Finding Concern Level Recommended Action
Bootstrap CIs match asymptotic CIs Low Results are robust to distributional assumptions
Bootstrap CIs much wider than asymptotic High Asymptotic SEs may be too optimistic; report bootstrap CIs
One entity changes coefficients substantially High Report results with and without entity; investigate why
Many residual outliers detected Medium Re-estimate excluding outliers; compare with original
Negative out-of-sample R² High Model overfits; simplify specification
High Cook's D for a few observations Medium Investigate those observations; assess economic meaning
Coefficients unstable across subsamples High Results are fragile; consider alternative specification

Choosing the Right Tool

Decision Guide

Alternative Specifications with RobustnessChecker

RobustnessChecker automates the comparison of multiple model specifications:

from panelbox.validation.robustness import RobustnessChecker

checker = RobustnessChecker(results, verbose=True)

# Test alternative formulas
alt_results = checker.check_alternative_specs(
    formulas=[
        "invest ~ value",
        "invest ~ value + capital",
        "invest ~ value + capital + lag_invest",
    ],
    model_type="fe",  # 'fe', 'pooled', 're', or None (auto)
)

# Generate comparison table
table = checker.generate_robustness_table(
    results_list=alt_results,
    parameters=["value", "capital"],
)
print(table)

The resulting table shows coefficients, standard errors, and p-values side by side for each specification.

Software Equivalents

PanelBox Stata R
PanelBootstrap bootstrap prefix boot::boot()
PanelJackknife jackknife prefix boot::jack.after.boot()
TimeSeriesCV Rolling estimation (custom) caret::trainControl(method="timeslice")
SensitivityAnalysis Custom iteration sensemakr::sensemakr()
OutlierDetector predict, rstudent stats::influence.measures()
InfluenceDiagnostics predict, cooksd dfits car::influenceIndexPlot()
RobustnessChecker estimates store / esttab modelsummary::modelsummary()

Detailed Guides

  • Bootstrap Inference


    Resampling-based confidence intervals with four bootstrap methods (pairs, wild, block, residual).

  • Jackknife Analysis


    Leave-one-out entity analysis for bias estimation and entity-level influence.

  • Cross-Validation


    Expanding and rolling window cross-validation for out-of-sample prediction.

  • Sensitivity Analysis


    Parameter stability across entities, time periods, and random subsamples.

  • Outlier Detection


    Univariate, multivariate, and residual-based outlier identification.

  • Influence Diagnostics


    Cook's distance, DFFITS, and DFBETAS for identifying high-impact observations.

See Also

References

  • Cameron, A. C., & Trivedi, P. K. (2005).

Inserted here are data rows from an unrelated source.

Issue #3064, opened 2026-07-15
pre-push workflow gate has no offline-degradation path when gh act/Docker absent (blocks #2967 ADR-006 burn-down)


rjmurillo:
## Problem

The pre-push workflow local-run gate (`.githooks/pre-push:858`, "Workflow local-run gate (actionlint + gh act dry-run + full run) - BLOCKING") hard-blocks any changed `.github/workflows/*.yml` when `gh act` / actionlint / Docker are unavailable:

> the tooling (actionlint, gh act, Docker) is unavailable; that blocks too

There is no offline-degradation path for the "act/Docker absent" case. This is inconsistent with the same gate's existing handling of the absent-**secrets** case, which degrades gracefully via `record_warn` (`.githooks/pre-push:923`, `:953`) and lets the push through, relying on CI to run the workflow with real secrets.

## Impact

- **Blocks ADR-006 burn-down (#2967).** Every one of the 93 genuine violations in #2967 is a `.github/workflows` or `.github/actions` edit. A contributor or agent without a full Docker + `gh act` environment cannot push any of them, so #2967 is uncompletable for that class of environment.
- **Incentivizes `--no-verify`**, which `AGENTS.md` forbids absolutely. A hard block with no degrade path is exactly the friction that pushes contributors toward bypassing hooks.
- **Asymmetric with the secrets carve-out.** The gate already accepts "cannot validate locally, CI will" for absent secrets. The same reasoning applies when `act`/Docker is absent: CI runs the workflow regardless.

## Proposal

Extend the existing `record_warn` degrade pattern to the "act/Docker/actionlint unavailable" case:

- When `gh act` or Docker is provably unavailable, emit a loud `record_warn` (not a block) naming exactly what was skipped, and allow the push.
- Keep `validate_workflows.py` (the offline schema/structure validator that covers both `.github/workflows/` and `.github/actions/`, `.githooks/pre-push:979`) as the BLOCKING floor, since it runs offline.
- Rely on the PR's own GitHub Actions CI as the real workflow-execution gate, exactly as the absent-secrets path already does. A wrong workflow fails the PR's CI, not `main`.

This preserves the safety intent (no unvalidated workflow reaches `main`) while removing the offline dead end.

## Acceptance criteria

- [ ] Pre-push allows a workflow/action change to push when `act`/Docker/actionlint are unavailable, with a `record_warn` naming the skipped validation.
[...]

Issue #2967, opened 2026-07-08
chore(ci): burn down remaining ADR-006 workflow run blocks


rjmurillo:
Tracks the remaining ADR-006 workflow YAML extraction work after issue #2814 validation and the first ai-review context extraction.

## Current inventory

- Total run blocks scanned under .github/workflows and .github/actions: 297
- Genuine ADR-006 violations remaining: 93
- Borderline small inline logic blocks: 62
- False positives, mostly single commands or non-logic calls: 142

The original 91 count is not a scanner false positive problem. The audit used a high-signal subset: run blocks over 10 code lines with conditionals, loops, parsing, computed variables, or output assembly. Revalidation on this branch found 94 before the first extraction and 93 after extracting the ai-review context builder.

## Remaining genuine blocks

- .github/actions/ai-review/action.yml:440, 150 code lines
- .github/actions/ai-review/action.yml:226, 117 code lines
- .github/workflows/ai-issue-triage.yml:331, 75 code lines
- .github/workflows/pr-maintenance.yml:280, 68 code lines
- .github/workflows/pr-validation.yml:211, 68 code lines
- .github/actions/check-agent-infrastructure/action.yml:43, 66 code lines
- .github/workflows/ai-issue-triage.yml:108, 64 code lines
- .github/workflows/codeql-analysis.yml:239, 58 code lines
- .github/workflows/velocity-accelerator.yml:133, 56 code lines
- .github/actions/agent-review/action.yml:300, 51 code lines
- .github/workflows/agent-drift-detection.yml:181, 49 code lines
- .github/workflows/ai-session-protocol.yml:185, 49 code lines
- .github/actions/agent-review/action.yml:232, 48 code lines
- .github/workflows/artifact-insight-scanner.yml:152, 45 code lines
- .github/workflows/post-pr-retrospective.yml:168, 45 code lines
- .github/workflows/ai-session-protocol.yml:90, 44 code lines
- .github/actions/ai-review/action.yml:680, 43 code lines
- .github/workflows/test-codeql-integration.yml:206, 40 code lines
- .github/actions/setup-code-env/action.yml:178, 38 code lines
- .github/workflows/post-pr-retrospective.yml:83, 38 code lines
- .github/workflows/ai-issue-triage.yml:253, 37 code lines
- .github/actions/workflow-debounce/action.yml:38, 36 code lines
- .github/workflows/ai-spec-validation.yml:125, 34 code lines
[...]

PR #3117, opened 2026-07-16
test(validation): make workflow-gate tests hermetic against SKIP_WORKFLOW_LOCAL_TEST (#3115)

### LINKED ISSUE #3115: bug(ci): test_run_workflow_local_test.py is not hermetic against SKIP_WORKFLOW_LOCAL_TEST, making the workflow-gate bypass unusable during any workflow-touching push
## Problem

The pre-push workflow-local-run gate (`.githooks/pre-push` section 8) delegates to `scripts/validation/run_workflow_local_test.py`, which honors the documented `SKIP_WORKFLOW_LOCAL_TEST=true` bypass for a workflow that genuinely cannot run under `gh act`. But `tests/validation/test_run_workflow_local_test.py` reads that same env var at runtime and is NOT hermetic against it: when a push sets `SKIP_WORKFLOW_LOCAL_TEST=true` to get past the act-unrunnable gate, the var leaks into the pre-push pytest subprocess and breaks ~5 tests in that file (they assert non-bypass behavior).

Result: a catch-22 for any push that edits a workflow which is act-unrunnable AND has no absent-secret to trigger the graceful exit-4 skip (e.g. `pr-validation.yml`, whose only secret is the act-builtin GITHUB_TOKEN):
- Without the bypass: the workflow-local-run gate returns exit 1 (act full-run fails), blocking the push.
- With the bypass: the leaked env var breaks the pytest phase, blocking the push.

## Evidence

- Observed while extracting `pr-validation.yml:211` for #2967 (ADR-006 burn-down). The extracted branch (case-insensitive-compare fix, 26 tests green in isolation) cannot be pushed.
- Confirmed pre-existing and unrelated to the diff: swapping in origin/main's `pr-validation.yml` and running the same gate fails identically (act full-run FAIL, truncating at the first job step). So this is an act limitation of the workflow, not the change.
- Proven leak: `tests/validation/test_run_workflow_local_test.py` passes 92 without the var and fails exactly ~5 with `SKIP_WORKFLOW_LOCAL_TEST=true` set.

## Impact

Workflow-file ADR-006 extractions (#2967) that touch an act-unrunnable, secret-only-GITHUB_TOKEN workflow are unpushable. Composite-action extractions (e.g. #3103) and absent-secret workflows (e.g. #3106 issue-triage, which degrades via the exit-4 secret-absent path) are unaffected.

## Proposed fix

Make the test hermetic: add a `tests/validation/conftest.py` autouse fixture that clears `SKIP_WORKFLOW_LOCAL_TEST` (and any other run_workflow_local_test env vars) via `monkeypatch.delenv(..., raising=False)`, so the documented bypass can be used during a workflow-touching push without breaking the unit tests. Overlaps #3064 (pre-push offline-degradation), which owns the same gate.

## Acceptance criteria

- [ ] `tests/validation/test_run_workflow_local_test.py` passes with `SKIP_WORKFLOW_LOCAL_TEST=true` set in the environment.
- [ ] A workflow-touching push that legitimately needs the bypass (act-unrunnable workflow) is not blocked by a false pytest failure.
- [ ] The branch `feat/adr006-extract-pr-validation-2967` (the blocked #2967 slice) can then push.

rjmurillo:
Fixes #3115. run_workflow_local_test.py reads SKIP_WORKFLOW_LOCAL_TEST plus the remote-container markers (CLAUDECODE, CODESPACES) and CI to decide bypass/degrade. Its tests assert the non-bypassed behavior, so exporting SKIP_WORKFLOW_LOCAL_TEST=true (the gate's own documented bypass for an act-unrunnable workflow) leaked into the pre-push pytest subprocess and broke 5 tests, a catch-22 that made any workflow-touching push to an act-unrunnable, secret-only-GITHUB_TOKEN workflow (e.g. pr-validation.yml) unpushable. Adds tests/validation/conftest.py with an autouse fixture that clears those vars via monkeypatch.delenv(raising=False) so the suite runs from a known-empty environment; tests that want a value set it explicitly. Verified: 92 pass with SKIP_WORKFLOW_LOCAL_TEST=true set (was 5 failing) and 92 pass without it, ruff clean. Unblocks the blocked #2967 workflow-file extraction slice (feat/adr006-extract-pr-validation-2967). Overlaps #3064 (same pre-push gate).

### DIFF
--- a/tests/validation/conftest.py
+++ b/tests/validation/conftest.py
@@ -1,0 +1,32 @@
+"""Hermetic env for the workflow-local-run gate tests (#3115).
+
+`scripts/validation/run_workflow_local_test.py` reads process env vars
+(`SKIP_WORKFLOW_LOCAL_TEST`, the remote-container markers, and `CI`) to decide
+whether to bypass or degrade. `tests/validation/test_run_workflow_local_test.py`
+asserts the non-bypassed behavior, so if a real push exports
+`SKIP_WORKFLOW_LOCAL_TEST=true` to get past an act-unrunnable workflow, that var
+leaks into the pre-push pytest subprocess and breaks these tests. That made the
+gate's own documented bypass unusable during any workflow-touching push.
+
+Clear those vars before every test in this directory so the suite pins the
+script's behavior from a known-empty environment. A test that wants a specific
+value sets it explicitly via monkeypatch.
+"""
+
+from __future__ import annotations
+
+import pytest
+
+_GATE_ENV_VARS = (
+    "SKIP_WORKFLOW_LOCAL_TEST",
+    "CLAUDECODE",
+    "CODESPACES",
+    "CI",
+)
+
+
+@pytest.fixture(autouse=True)
+def _clear_workflow_gate_env(monkeypatch: pytest.MonkeyPatch) -> None:
+    """Remove ambient workflow-gate env vars so tests run hermetically."""
+    for name in _GATE_ENV_VARS:
+        monkeypatch.delenv(name, raising=False)


rjmurillo:
owner: local:pr-autofix
session: copilot-1e6b5500
acquired_at: 2026-07-16T19:47:02Z
expires_at: 2026-07-16T20:02:02Z
base_sha: 3dc2a9f2a64e6c46993c5f6f2452dd40094a248d

rjmurillo:
owner: none
session: copilot-1e6b5500
acquired_at: 2026-07-16T19:32:36Z
expires_at: 2026-07-16T19:32:36Z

Microeconometrics: Methods and Applications. Cambridge University Press, Chapter 11.
  • Cook, R. D., & Weisberg, S. (1982). Residuals and Influence in Regression. Chapman and Hall.
  • Efron, B. (1979). Bootstrap methods: Another look at the jackknife. Annals of Statistics, 7(1), 1-26.
  • Efron, B., & Tibshirani, R. J. (1994). An Introduction to the Bootstrap. Chapman and Hall/CRC.
  • Cameron, A. C., Gelbach, J. B., & Miller, D. L. (2008). Bootstrap-based improvements for inference with clustered errors. Review of Economics and Statistics, 90(3), 414-427.